Unit X: How the Pentagon and Silicon Valley Are Transforming the Future of War
- Author: Raj M. Shah and Christopher Kirchhoff
- Language: English
- Subject: Defense Innovation Unit, military technology, Pentagon reform
- Genre: Non‑fiction
- Publisher: Scribner
- Publication date: 2024
- Publication place: United States
- Media type: Print, e‑book
- Pages: 336
- Awards: Shortlisted – 2024 Financial Times Business Book of the Year
- ISBN: 9781668031384

= Unit X (book) =

2024 book

Unit X is a non‑fiction account of the U.S. Defense Innovation Unit, an organization established in 2015 to break through Pentagon bureaucracy and connect the U.S. military with modern technologies from Silicon Valley. The authors, Raj M. Shah and Christopher Kirchhoff, led a reboot of the unit.
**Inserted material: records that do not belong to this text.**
PR #179, opened 2019-02-10
Frequency array definition

aelanman:
Clarifies that the entries in the frequency array refer to channel centers, and fixes the relationships among frequency parameters.

Also applies similar changes to the time array setup.


docs/parameter_files.rst
```diff
@@ -77,8 +84,21 @@ Time and frequency
...
 
     As long as one of the sets from each category above is met by the supplied keywords, the frequency array will be successfully built.
-    Likewise for the time array:
+    You can also just give an explicit ``freq_array``.
+
+
+Time
+^^^^
 
+    The time array is specified similarly. The entries in the ``time_array`` indicate the **beginning of each time step in Julian date**. The ``integration_time`` is the time step size in seconds. The user may also specify ``duration_hours`` or ``duration_days`` to specify the total time covered by all time steps. The following relations among parameters hold::
```
bhazelton: I find this confusing -- it sounds like the time_array values are for the start of the integration, not the center of the integration.

aelanman: That was my intention. Should it be the center of the integration?

bhazelton: I think it should. UVData time_array values correspond to the center of the integration. Of course for pyuvsim, we aren't really integrating, we're just calculating the value at a moment in time. We might want to clarify that in the docs.

aelanman:
With this branch, if I use the following specifications for the frequency channels, i get identical channels to the PRISim file:
`{'bandwidth': 199999488.0, 'channel_width': 32552.0, 'start_freq': 50000256.0}`
`{'Nfreqs': 6144, 'channel_width': 32552.0, 'start_freq': 50000256.0}`
`{'bandwidth': 199999488.0, 'start_freq': 50000256.0, 'Nfreqs': 6144}`

Note that the `start_freq` and `end_freq` refer to the centers of the first and last channel, respectively. This means that if, for instance, we want our bandpass to cover 100 to 200 MHz with a 100 kHz channel width, then the `start_freq` is 100.05 MHz.

I leave it to discussion if this is truly what we want, but this is at least consistent with what PRISim is doing.

docs/parameter_files.rst
aelanman: Okay, that makes sense. I think in terms of the `simsetup.py` code, both standards are written the same. I'll update the docs.

aelanman:
This should be ready for review.

aelanman:
@bhazelton I've added the extra checks I wanted and made some fixes related to recent updates to UVBeam. This should be ready for inspection now.

pyuvsim/simsetup.py
```diff
@@ -745,9 +759,63 @@ def parse_time_params(time_params):
...
+    fdict['channel_width'] = np.diff(freq_array)[0]
+    fdict['Nfreqs'] = freq_array.size
+    fdict['bandwidth'] = fdict['channel_width'] * fdict['Nfreqs']
+    fdict['start_freq'] = freq_array[0]
+    fdict['end_freq'] = freq_array[-1]
+
+    return fdict
+
+
+def time_array_to_params(time_array):
```
bhazelton: Where are these functions used? I only see them used in the tests. The reason I ask, is that while the frequencies have to be evenly spaced for uvfits & miriad, time arrays do not in general have to be equally spaced. So if you're using this function to get params from UVData objects, you shouldn't necessarily assume that they will be evenly spaced.

pyuvsim/simsetup.py
```diff
@@ -715,28 +729,28 @@ def parse_time_params(time_params):
...
         raise ValueError("Either a start or end time must be specified: " + kws_used)
 
     time_arr = np.linspace(time_params['start_time'],
-                           time_params['end_time'],
+                           time_params['end_time'] + inttime_days,
                            time_params['Ntimes'], endpoint=False)
 
     if time_params['Ntimes'] != 1:
-        assert np.allclose(np.diff(time_arr), inttime_days * np.ones(time_params["Ntimes"] - 1), atol=1e-4)   # To nearest second
+        assert np.allclose(np.diff(time_arr), inttime_days * np.ones(time_params["Ntimes"] - 1), atol=dayspersec)   # To nearest second
```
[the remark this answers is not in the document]
bhazelton: Actually, I'm not sure you should assert this at all. Time arrays aren't required to be evenly spaced in UVData objects or in uvfits files.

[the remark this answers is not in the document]
aelanman: Unless the user provides an explicit time_array, simsetup will make an evenly-spaced time array. This is meant to be an extra check that the provided parameters are consistent. I guess I can put this under the `else` block, so it won't be called if the user provides a `time_array`?

pyuvsim/simsetup.py
aelanman: There have been a few times I've had an array of frequencies or times and wished I had a quick way to get the right parameters to make it.

I'll adjust the `time_array_to_params` to check if the parameters are evenly spaced first. If it is, it will return some more compact representation of the time array (e.g., start_time + Ntimes + integration_time). If not, it will just return the full array.

aelanman: (To add -- these functions will be used in the `uvdata_to_config` function)

pyuvsim/simsetup.py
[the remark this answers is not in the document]
bhazelton: that's reasonable.

pyuvsim/simsetup.py
bhazelton: that sounds good.

pyuvsim/simsetup.py
```diff
@@ -607,12 +608,14 @@ def parse_frequency_params(freq_params):
...
     fa, sf, ef, nf, cw, bw = [fk in freq_params for fk in freq_keywords]
     kws_used = ", ".join(freq_params.keys())
+    _freq_params = copy.deepcopy(freq_params)
 
     if fa:
         freq_arr = np.array(freq_params['freq_array'])
         freq_params['Nfreqs'] = freq_arr.size
         if freq_params['Nfreqs'] > 1:
             freq_params['channel_width'] = np.diff(freq_arr)[0]
+            assert np.all(np.diff(freq_arr) == freq_params['channel_width'])
```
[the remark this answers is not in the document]
bhazelton: Looks like this is still just an assert, do you want to leave it that way?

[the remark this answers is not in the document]
aelanman: Whoops... I meant to replace that one too. My last push replaces it.

aelanman:
@bhazelton I've made some further changes to the tests that I've been meaning to do for a while. Since the `parse_frequency_params` (and time) are separate from `initialize_uvdata_from_params`, those functions should be tested separately. We won't need to carry around separate test obsparam files for each parameter configuration.

Rather than fix `check_param_reader` to cover the missing lines, I separated the time/freq array tests into their own functions (including all error cases) and removed some of `check_param_reader`. The new tests are a little more clear about checking every possible valid combination of parameters and confirms that the right errors are raised when the right parameters are missing.

We still need `check_param_reader` to test the telescope configuration and all the `initialize_uvdata_from_params` functions, but it doesn't need to loop over all the separate cases anymore.

PR #181, opened 2019-02-23
Chromatic gaussian beam

### LINKED ISSUE #144: Frequency dependent gaussian beam
Should have option for some simple (e.g. linear) frequency dependence in our analytic beams.

aelanman:
- Enables Gaussian beams to be defined with an antenna diameter, such that its FWHM is equal to that of an Airy disk for the same antenna diameter.
- Begins deprecating Gaussian beams defined with "sigma".

Fixes #144

### DIFF
--- a/pyuvsim/analyticbeam.py
+++ b/pyuvsim/analyticbeam.py
@@ -15,9 +15,6 @@ def diameter_to_sigma(diam, freqs):
     an Airy disk's main lobe for a given diameter.
     """
 
-    if not isinstance(freqs, np.ndarray):
-        freqs = np.array([freqs]).dtype(np.float)
-
     c_ms = 299792458.
     wavelengths = c_ms / freqs
 
--- a/pyuvsim/analyticbeam.py
+++ b/pyuvsim/analyticbeam.py
@@ -95,8 +95,8 @@ class AnalyticBeam(object):
             # standard deviation of sigma is referring to the standard deviation of e-field beam!
             # copy along freq. axis
             if self.diameter is not None:
-                sigmas = diameter_to_sigma(diameter, freq_array)
-                values = np.exp(-(za_array[np.newaxis, ...]**2) / (2 * sigma[:, np.newaxis]**2))
+                sigmas = diameter_to_sigma(self.diameter, freq_array)
+                values = np.exp(-(za_array[np.newaxis, ...]**2) / (2 * sigmas[:, np.newaxis]**2))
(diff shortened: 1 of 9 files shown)


pyuvsim/analyticbeam.py
```diff
@@ -5,9 +5,26 @@
 from __future__ import absolute_import, division, print_function
 
 import numpy as np
+import warnings
 from scipy.special import j1
 
 
+def diameter_to_sigma(diam, freqs):
```
anguta: I would make sure to explicitly state that "sigma" here is in units of the polar angle rather than units of "angle cosines" which I believe it is often defined by 

https://en.wikipedia.org/wiki/Airy_disk#Approximation_using_a_Gaussian_profile

You may even want to provide an option for both.

pyuvsim/analyticbeam.py
```diff
@@ -64,22 +85,26 @@ def interp(self, az_array, za_array, freq_array, reuse_spline=None):
...
             interp_basis_vector = None
         elif self.type == 'gaussian':
-            if self.sigma is None:
-                raise ValueError("Sigma needed for gaussian beam -- units: radians")
+            if (self.diameter is None) and (self.sigma is None):
+                raise ValueError("Dish diameter needed for gaussian beam -- units: meters")
             interp_data = np.zeros((2, 1, 2, freq_array.size, az_array.size), dtype=np.float)
             # gaussian beam only depends on Zenith Angle (symmetric is azimuth)
-            # standard deviation of sigma is refereing to the standard deviation of e-field beam!
-            values = np.exp(-(za_array**2) / (2 * self.sigma**2))
```
anguta: The Gaussian here is in units of zenith-angle rather than angle cosines. Since angle cosines are often employed in the Gaussian approximation of an airy beam I would make sure to be explicit about the choice of angle units and consider adding an option for a gaussian of angle cosines.

aelanman: All of our primary beam models are evaluated at angular positions, no angle cosines, as indicated by the labeling of `za_array` and `az_array`. Throughout pyuvsim, there's no point where a direction cosine is used, and since we're not taking any flat sky approximations I can't think of a case where we'd need one.

I'll add a bit to the documentation to confirm that the  that the gaussian beam "sigma" parameter is in zenith angle. I will also make it more clear in the docstring for `diameter_to_sigma`, since sigma is

PR #193, opened 2019-04-06
Modularize UVData Initialization in simsetup.py

nkern:
This PR makes `UVData` initialization functions more modular, enabling these functions to be more easily used by packages outside of `pyuvsim` that may not make the same assumptions about how certain arguments are passed.

Principally, this adds `simsetup.setup_uvdata`, which creates an empty UVData object from its documented kwargs. This function can be run without any notion of a telesocpe_config or array_layout YAML file. The API of `simsetup.initialize_uvdata_from_params` hasn't been changed, but now wraps around `setup_uvdata` to achieve initialization. Tests are added.

To achieve this, added functionality was added to`parse_telescope_params`, which allows for `array_layout` to be either a `.csv` file or just a plain dictionary, as well as allowing for no `telescope_config_name` to be passed, in which case it looks for `telescope_location` and `telescope_name` within `tele_params` itself and generates relevant antenna information and returns without searching for beam info. This is useful b/c there are scenarios where other simulators (such as `healvis`) don't make the same assumptions about how beam information is tied to each antenna, and therefore we should be able to setup array info without explicitly required beam info as well.

Also minor bug fixes with inplace dictionary editing in some of the `parse_` functions.

@aelanman the only API change is that `initialize_uvdata_from_params` now returns a fully-constructed `UVData` object, in the sense that all `Nblts`  arrays are created. This was done because certain routines that used its output were selecting on `bls` axis, which requires `ant_1_array` & `ant_2_array` to be populated, but b/c it is an `Nblts` axis it wasn't. Let me know if this capability of having incomplete `UVData` objects returned by this function is desired, it is as simple as turning Line 949 to `fill_blts=False`.


nkern:
@bhazelton is there a standardization in `UVData` that says `ant_1_array` should be either `[0, 0, 0, 0, 1, 1, 1, 2, 2, 3]` or `[0, 1, 2, 3, 1, 2, 3, 2, 3, 3]`? Or is it arbitrary and up to the user?

pyuvsim/simsetup.py
```diff
@@ -487,12 +496,15 @@ def initialize_catalog_from_params(obs_params, input_uv=None):
     return np.array(catalog), source_list_name
 
 
-def parse_telescope_params(tele_params, config_path):
+def parse_telescope_params(tele_params, config_path=''):
     """
     Parse the "telescope" section of obsparam.
```
aelanman: The main thing that concerns me about this function is that the `telescope_config` file also specifies the beam dictionary, which is used to assign beam models to antennas. I can't see where else (absent a telescope config file) the beam models are loaded and assigned.

pyuvsim/tests/test_simsetup.py
```diff
@@ -362,6 +381,15 @@ def test_freq_time_params():
     ttest = pyuvsim.simsetup.parse_time_params(time_dict)
     nt.assert_true(np.allclose(ttest['time_array'], times))
 
+    # check Ntimes = 1 and Nfreqs = 1 case
+    times = np.linspace(2458570, 2458570.5, 1)
+    tdict = pyuvsim.simsetup.time_array_to_params(times)
```
aelanman: Why is this in the `test_freq_parser` test? Shouldn't it be in `test_time_parser`?

pyuvsim/simsetup.py
```diff
@@ -879,70 +939,45 @@ def initialize_uvdata_from_params(obs_params):
...
             if isinstance(bls, six.string_types):
                 # If read from file, this should be a string.
                 bls = ast.literal_eval(bls)
                 select_params['bls'] = bls
             if any([len(item) == 3 for item in bls]):
-                raise ValueError('Only length 2 tuples allowed in bls: can not '
-                                 'down select on polarizations -- pyuvsim '
-                                 'computes all polarizations')
+                raise ValueError('Only length 2 tuples allowed in bls')
+            # don't need it because it was already
```
aelanman: used?

pyuvsim/simsetup.py
```diff
@@ -502,39 +514,94 @@ def parse_telescope_params(tele_params, config_path):
...
+            telescope_location = list(telescope_location_latlonalt)
+            telescope_location[0] *= np.pi / 180.
+            telescope_location[1] *= np.pi / 180.   # Convert to radians
+            tele_params['telescope_location'] = uvutils.XYZ_from_LatLonAlt(*telescope_location)
+            telescope_name = telconfig['telescope_name']
+
+    else:
+        # if not provided, get bare-minumum keys from tele_params
+        if 'telescope_location' not in tele_params:
+            raise KeyError("If telescope_config_name not provided in tele_params, must provide telescope_location")
```
aelanman: Since `tele_params` is an internally-used variable name, this should probably be rephrased to something clearer to the user.

pyuvsim/simsetup.py
```diff
@@ -39,8 +39,17 @@ def _parse_layout_csv(layout_csv):
         str_format_code = 'a'
     else:
         str_format_code = 'U'
-    dt = np.format_parser([str_format_code + '10', 'i4', 'i4', 'f8', 'f8', 'f8'],
-                          ['name', 'number', 'beamid', 'e', 'n', 'u'], header)
+
+    # get data types for each column
+    dtypes = {"name": str_format_code + '10', 'number': 'i4', 'beamid': 'i4', 'e': 'f8', 'n': 'f8', 'u': 'f8'}
```
aelanman: We should probably mention somewhere that the antenna names in layout files are limited to 10 characters.

pyuvsim/simsetup.py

The book's timeline spans from the mid 2010s to 2023–2024. It describes how the unit sourced innovations, AI‑powered drones, autonomous flying vehicles and microsatellites, from startups and small private companies in contrast to big military tech firms working with Pentagon for decades. The authors also describe battles with congressional assistants in Washington D.C. and Pentagon officials who wanted to protect established inefficient procurement processes.

The book was shortlisted in 2024 Financial Times Business Book of the Year Award.

== Reception ==
In a review for Foreign Affairs, historian Lawrence D. Freedman writes that Unit X recounts how Shah and Kirchhoff used DIU’s authority to bypass the Pentagon’s cumbersome procurement system. Among the first successes was an app for coordinating air strikes against the Islamic State and the deployment of small satellites to monitor North Korea.

=== Five Books ===
Five Books named Unit X as one of the best business books of 2024. Andrew Hill remarks that the book is “by people who were doing the things that they describe” and calls it a fascinating account of how to navigate the Pentagon’s corridors to connect with startups.

=== WSJ ===
The Wall Street Journal recognized the book, praising its clear message that the Pentagon has successfully used America's technological power in the military global technology battle.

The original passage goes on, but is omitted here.